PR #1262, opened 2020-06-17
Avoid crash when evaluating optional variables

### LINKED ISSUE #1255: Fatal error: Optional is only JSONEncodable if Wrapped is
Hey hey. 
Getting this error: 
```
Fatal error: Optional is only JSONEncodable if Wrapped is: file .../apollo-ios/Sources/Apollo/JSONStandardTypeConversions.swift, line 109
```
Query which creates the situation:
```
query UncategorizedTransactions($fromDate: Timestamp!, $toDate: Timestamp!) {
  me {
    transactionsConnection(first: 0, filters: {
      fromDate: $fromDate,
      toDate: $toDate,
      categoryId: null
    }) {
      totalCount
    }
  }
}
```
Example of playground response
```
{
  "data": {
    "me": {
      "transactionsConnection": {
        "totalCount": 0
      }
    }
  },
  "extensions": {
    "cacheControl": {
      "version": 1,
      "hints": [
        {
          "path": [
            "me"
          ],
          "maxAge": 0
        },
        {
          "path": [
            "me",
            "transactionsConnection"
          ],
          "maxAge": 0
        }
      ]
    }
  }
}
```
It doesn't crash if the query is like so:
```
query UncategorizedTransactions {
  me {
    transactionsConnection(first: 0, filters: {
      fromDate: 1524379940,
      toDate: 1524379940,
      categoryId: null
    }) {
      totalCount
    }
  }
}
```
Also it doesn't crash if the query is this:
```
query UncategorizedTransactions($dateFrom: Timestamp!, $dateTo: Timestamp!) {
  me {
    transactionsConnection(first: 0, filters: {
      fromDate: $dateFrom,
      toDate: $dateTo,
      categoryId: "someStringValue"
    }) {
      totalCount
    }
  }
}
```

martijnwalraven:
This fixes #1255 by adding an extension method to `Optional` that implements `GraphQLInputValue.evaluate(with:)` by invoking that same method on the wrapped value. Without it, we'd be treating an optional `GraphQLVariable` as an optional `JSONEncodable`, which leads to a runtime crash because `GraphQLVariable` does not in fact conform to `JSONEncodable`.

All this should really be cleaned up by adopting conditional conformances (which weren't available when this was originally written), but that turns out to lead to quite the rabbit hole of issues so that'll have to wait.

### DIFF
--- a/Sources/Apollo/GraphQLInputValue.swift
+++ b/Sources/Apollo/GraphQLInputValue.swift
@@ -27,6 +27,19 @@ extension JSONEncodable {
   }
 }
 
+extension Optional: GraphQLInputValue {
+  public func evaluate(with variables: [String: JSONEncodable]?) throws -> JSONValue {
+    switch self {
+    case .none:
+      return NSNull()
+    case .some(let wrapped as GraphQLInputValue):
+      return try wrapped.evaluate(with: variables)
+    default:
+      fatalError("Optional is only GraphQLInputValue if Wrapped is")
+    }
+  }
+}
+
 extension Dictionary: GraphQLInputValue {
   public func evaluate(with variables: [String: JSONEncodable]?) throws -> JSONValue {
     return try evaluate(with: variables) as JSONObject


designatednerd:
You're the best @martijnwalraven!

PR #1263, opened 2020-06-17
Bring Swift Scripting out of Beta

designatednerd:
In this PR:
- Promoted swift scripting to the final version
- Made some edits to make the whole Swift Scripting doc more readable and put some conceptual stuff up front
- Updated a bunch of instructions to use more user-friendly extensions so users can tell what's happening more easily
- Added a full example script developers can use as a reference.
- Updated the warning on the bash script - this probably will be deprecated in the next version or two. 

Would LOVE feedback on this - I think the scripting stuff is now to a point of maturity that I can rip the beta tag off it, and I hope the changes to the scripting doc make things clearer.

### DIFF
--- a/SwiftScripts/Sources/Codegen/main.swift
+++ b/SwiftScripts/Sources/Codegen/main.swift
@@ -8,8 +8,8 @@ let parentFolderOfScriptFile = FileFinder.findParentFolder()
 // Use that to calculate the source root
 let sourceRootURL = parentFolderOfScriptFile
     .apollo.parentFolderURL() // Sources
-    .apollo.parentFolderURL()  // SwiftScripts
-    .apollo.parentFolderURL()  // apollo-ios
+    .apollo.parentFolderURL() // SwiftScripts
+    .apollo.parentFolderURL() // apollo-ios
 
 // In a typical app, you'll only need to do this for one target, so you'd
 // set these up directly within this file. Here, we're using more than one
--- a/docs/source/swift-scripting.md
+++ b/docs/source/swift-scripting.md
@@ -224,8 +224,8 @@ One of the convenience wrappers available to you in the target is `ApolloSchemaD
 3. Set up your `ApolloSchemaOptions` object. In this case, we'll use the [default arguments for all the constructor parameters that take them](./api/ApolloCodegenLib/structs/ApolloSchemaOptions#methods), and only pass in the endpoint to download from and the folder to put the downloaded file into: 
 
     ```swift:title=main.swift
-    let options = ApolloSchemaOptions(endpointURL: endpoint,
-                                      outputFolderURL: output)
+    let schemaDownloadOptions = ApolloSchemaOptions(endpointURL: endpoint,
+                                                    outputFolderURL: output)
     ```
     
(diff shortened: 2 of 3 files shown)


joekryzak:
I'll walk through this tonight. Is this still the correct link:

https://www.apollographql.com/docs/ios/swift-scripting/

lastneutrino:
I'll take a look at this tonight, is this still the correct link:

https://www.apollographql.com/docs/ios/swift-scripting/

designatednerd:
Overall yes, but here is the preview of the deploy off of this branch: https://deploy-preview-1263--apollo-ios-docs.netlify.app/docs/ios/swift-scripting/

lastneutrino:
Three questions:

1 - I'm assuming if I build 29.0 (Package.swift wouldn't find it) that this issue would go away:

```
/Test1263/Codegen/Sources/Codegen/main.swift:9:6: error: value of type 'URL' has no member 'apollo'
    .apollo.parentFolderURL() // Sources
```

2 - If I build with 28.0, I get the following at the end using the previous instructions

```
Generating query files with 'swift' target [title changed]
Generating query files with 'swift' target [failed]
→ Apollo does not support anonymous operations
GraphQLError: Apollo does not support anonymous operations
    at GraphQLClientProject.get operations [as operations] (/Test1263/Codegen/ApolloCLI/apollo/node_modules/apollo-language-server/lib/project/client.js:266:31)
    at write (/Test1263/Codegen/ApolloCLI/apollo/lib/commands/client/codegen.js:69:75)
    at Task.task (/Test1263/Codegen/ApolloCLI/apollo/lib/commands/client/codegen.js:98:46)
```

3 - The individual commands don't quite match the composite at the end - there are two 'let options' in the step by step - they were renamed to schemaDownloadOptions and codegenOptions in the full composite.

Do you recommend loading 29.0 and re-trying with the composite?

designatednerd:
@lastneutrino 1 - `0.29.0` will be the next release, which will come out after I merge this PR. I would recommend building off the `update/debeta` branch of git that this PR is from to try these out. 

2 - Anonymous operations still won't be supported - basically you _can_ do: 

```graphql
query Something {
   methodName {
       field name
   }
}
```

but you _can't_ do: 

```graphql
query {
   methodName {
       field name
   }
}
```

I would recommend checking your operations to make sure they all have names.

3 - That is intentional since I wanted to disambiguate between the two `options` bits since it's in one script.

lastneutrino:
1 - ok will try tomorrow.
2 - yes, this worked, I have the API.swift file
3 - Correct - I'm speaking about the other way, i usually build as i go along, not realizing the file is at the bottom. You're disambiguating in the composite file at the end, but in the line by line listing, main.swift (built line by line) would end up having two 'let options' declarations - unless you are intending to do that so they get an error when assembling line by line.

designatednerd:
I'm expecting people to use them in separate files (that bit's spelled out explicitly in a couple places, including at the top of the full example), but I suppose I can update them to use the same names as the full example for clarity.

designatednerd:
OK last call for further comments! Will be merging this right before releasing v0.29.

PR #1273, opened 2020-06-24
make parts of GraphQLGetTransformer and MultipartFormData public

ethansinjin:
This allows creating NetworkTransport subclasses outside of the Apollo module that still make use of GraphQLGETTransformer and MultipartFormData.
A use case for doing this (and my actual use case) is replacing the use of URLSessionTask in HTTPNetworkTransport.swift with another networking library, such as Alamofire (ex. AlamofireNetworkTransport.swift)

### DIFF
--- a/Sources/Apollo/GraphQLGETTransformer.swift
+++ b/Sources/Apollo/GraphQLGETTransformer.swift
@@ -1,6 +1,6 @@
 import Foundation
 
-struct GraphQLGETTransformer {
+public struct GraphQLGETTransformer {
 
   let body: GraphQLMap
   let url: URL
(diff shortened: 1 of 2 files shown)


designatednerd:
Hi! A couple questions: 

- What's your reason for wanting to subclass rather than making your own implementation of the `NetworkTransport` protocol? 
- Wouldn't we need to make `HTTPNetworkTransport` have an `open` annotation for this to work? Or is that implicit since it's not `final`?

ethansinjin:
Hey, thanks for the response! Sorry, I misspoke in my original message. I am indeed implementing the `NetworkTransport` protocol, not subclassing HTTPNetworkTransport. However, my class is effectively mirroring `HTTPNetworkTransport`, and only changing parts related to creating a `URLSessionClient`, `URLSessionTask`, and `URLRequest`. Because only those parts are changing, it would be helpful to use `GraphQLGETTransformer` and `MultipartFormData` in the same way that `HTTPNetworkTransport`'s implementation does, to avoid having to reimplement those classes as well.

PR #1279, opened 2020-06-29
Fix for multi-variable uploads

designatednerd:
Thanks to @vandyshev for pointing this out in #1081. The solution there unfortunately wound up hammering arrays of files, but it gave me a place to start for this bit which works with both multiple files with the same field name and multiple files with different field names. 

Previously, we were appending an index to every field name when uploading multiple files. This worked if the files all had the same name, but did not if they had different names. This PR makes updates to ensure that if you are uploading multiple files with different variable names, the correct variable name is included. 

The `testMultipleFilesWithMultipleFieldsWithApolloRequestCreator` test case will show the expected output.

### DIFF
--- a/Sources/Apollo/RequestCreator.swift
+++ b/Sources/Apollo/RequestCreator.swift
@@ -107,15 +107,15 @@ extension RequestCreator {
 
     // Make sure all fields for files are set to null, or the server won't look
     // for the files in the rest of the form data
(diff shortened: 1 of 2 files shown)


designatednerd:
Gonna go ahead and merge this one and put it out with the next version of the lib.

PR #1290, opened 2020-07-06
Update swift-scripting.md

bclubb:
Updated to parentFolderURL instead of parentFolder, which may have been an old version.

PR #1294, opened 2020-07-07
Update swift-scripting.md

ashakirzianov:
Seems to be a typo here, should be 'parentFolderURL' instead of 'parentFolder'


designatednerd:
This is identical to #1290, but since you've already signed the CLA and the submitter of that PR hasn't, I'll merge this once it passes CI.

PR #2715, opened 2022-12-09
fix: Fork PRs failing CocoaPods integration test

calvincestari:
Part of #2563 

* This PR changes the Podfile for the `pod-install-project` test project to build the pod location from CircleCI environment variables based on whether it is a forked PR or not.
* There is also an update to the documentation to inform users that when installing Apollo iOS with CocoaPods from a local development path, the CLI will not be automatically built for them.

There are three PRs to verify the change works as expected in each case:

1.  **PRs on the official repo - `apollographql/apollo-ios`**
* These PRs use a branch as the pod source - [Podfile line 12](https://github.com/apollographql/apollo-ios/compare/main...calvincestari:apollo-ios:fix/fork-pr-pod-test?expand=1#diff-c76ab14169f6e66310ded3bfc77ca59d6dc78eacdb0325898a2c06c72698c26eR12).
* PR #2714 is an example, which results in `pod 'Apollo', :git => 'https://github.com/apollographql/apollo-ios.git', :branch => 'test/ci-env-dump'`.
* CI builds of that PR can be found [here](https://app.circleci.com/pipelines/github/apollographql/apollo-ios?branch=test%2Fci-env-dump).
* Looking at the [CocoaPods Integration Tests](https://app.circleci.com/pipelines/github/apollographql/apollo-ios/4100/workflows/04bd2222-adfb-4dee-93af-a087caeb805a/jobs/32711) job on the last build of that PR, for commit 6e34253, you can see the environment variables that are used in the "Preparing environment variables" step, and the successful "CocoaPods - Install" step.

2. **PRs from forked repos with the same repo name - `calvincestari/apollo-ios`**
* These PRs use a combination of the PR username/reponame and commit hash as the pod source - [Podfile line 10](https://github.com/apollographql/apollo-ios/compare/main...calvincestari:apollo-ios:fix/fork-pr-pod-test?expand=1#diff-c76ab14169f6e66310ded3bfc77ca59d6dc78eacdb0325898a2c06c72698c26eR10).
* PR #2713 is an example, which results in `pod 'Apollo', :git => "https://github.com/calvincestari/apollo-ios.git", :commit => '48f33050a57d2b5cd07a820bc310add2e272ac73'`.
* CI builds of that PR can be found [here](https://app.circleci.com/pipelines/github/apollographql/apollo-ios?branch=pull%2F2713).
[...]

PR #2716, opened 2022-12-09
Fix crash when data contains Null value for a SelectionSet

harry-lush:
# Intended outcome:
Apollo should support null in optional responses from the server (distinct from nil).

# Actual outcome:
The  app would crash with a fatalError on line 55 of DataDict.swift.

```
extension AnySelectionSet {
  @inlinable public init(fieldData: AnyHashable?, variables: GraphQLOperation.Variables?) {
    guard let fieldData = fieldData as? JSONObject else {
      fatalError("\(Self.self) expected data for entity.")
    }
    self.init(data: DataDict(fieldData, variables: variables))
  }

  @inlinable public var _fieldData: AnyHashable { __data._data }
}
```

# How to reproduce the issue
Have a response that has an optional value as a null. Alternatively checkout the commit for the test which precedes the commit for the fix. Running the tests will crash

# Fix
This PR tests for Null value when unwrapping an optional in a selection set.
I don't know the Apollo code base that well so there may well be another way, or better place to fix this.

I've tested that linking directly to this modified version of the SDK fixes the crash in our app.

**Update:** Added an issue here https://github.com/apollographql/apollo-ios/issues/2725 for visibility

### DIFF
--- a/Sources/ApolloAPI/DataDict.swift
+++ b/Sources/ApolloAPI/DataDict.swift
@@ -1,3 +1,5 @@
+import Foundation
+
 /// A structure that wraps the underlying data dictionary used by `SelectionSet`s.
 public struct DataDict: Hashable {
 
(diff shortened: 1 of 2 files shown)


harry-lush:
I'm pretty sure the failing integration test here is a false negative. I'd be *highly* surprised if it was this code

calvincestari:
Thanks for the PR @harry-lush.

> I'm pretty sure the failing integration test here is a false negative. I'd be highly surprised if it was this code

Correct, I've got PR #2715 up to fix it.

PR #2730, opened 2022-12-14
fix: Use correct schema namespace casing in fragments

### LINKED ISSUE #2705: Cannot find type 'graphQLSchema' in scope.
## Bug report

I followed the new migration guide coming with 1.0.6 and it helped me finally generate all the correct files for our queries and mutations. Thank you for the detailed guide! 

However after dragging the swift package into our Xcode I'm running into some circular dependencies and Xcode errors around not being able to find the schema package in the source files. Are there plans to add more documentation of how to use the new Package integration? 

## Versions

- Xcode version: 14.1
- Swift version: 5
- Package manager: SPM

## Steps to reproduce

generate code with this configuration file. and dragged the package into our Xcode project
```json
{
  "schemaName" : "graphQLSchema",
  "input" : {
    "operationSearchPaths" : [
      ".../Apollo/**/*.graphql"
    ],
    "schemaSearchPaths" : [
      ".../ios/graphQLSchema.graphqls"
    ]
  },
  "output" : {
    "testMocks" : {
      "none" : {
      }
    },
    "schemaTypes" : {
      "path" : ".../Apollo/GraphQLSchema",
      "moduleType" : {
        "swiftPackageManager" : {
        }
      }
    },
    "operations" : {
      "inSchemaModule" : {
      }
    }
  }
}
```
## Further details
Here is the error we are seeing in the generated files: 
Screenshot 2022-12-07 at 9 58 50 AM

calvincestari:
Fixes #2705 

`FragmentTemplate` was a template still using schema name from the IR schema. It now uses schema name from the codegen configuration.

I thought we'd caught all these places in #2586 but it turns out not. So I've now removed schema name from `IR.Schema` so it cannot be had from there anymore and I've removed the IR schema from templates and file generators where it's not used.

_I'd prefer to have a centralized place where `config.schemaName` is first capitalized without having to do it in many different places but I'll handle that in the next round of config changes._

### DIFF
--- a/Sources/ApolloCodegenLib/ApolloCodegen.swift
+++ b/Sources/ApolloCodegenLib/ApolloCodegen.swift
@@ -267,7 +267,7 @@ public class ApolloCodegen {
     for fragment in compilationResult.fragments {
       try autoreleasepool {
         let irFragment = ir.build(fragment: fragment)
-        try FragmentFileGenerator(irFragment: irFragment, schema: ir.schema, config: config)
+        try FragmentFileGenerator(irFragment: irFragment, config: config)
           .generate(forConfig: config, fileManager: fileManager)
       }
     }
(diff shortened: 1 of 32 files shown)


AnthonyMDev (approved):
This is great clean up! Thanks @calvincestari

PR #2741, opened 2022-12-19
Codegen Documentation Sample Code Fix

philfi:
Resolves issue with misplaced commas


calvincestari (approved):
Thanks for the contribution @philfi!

==*==

**YOUR GOAL:**
Where a line in the records above contains the string "stuff", copy that line.

**ANSWER BELOW:**
- Made some edits to make the whole Swift Scripting doc more readable and put some conceptual stuff up front
Would LOVE feedback on this - I think the scripting stuff is now to a point of maturity that I can rip the beta tag off it, and I hope the changes to the scripting doc make things clearer.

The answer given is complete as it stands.